Reproduce with scripts/week1_explore.py (download + DE + concordance) then
scripts/week1_finalize.py (mygene mapping + persist).
Drug profiles (Week 2)
300-drug set (drug_set_v1.csv), composed and restricted to LINCS-scorable compounds:
| Inclusion reason | n | Notes |
|---|---|---|
| ground_truth | 2 | hydroxyurea (Phase II), L-glutamine = "glutamine" (Phase I) |
| related_mechanism | 32 | HbF inducers (decitabine, azacitidine, vorinostat, panobinostat, romidepsin…), NO donors, antioxidants, anti-inflammatories |
| negative_control | 26 | antifungals, antihistamines, antibiotics, hormones |
| general_sample | 240 | random from LINCS catalog, seed=42 |
- LINCS signatures: per-drug consensus = mean of Level-5 MODZ z-scores across the drug's sig_ids (cell lines/doses/times), restricted to the 978 landmark genes. Drawn from BOTH phases (hydroxyurea is Phase-II-only; L-glutamine is Phase-I-only). All 300 drugs scored.

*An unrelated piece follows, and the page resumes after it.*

PR #7479, opened 2021-06-14
[API] Visit patch request to start next stage

laemtl:


modules/api/php/endpoints/candidate/visit/visit.class.inc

- ChEMBL: matched by InChIKey — 145/300 (curated drugs ~90%, random research compounds 38%, as expected). 43 drugs carry target annotations; 46 carry mechanism-of-action.
- Tier: all signature-backed drugs are Tier B (LINCS is a single source → fails Tier A's not-single-source rule).
- Gene space (v1.1): scoring uses the full 12,328-gene LINCS space, not just the 978 landmarks. Signature overlap is 406/477 (85%) vs 56/477 (12%) for landmark-only — the larger space is what recovers hydroxyurea (see recovery_test_report.md). HBG1/HBG2 are absent from LINCS entirely and remain unscoreable.
- Reproduce:
week2_curate_drugset.py→week2_chembl.py→ download Level-5 GCTX →week2_lincs_extract.py→week2_assemble.py.
Licensing note for LINCS
Read the LINCS data use terms before commercial use. For the MVP (research / proof-of-concept) the terms are permissive. For productization this needs legal review.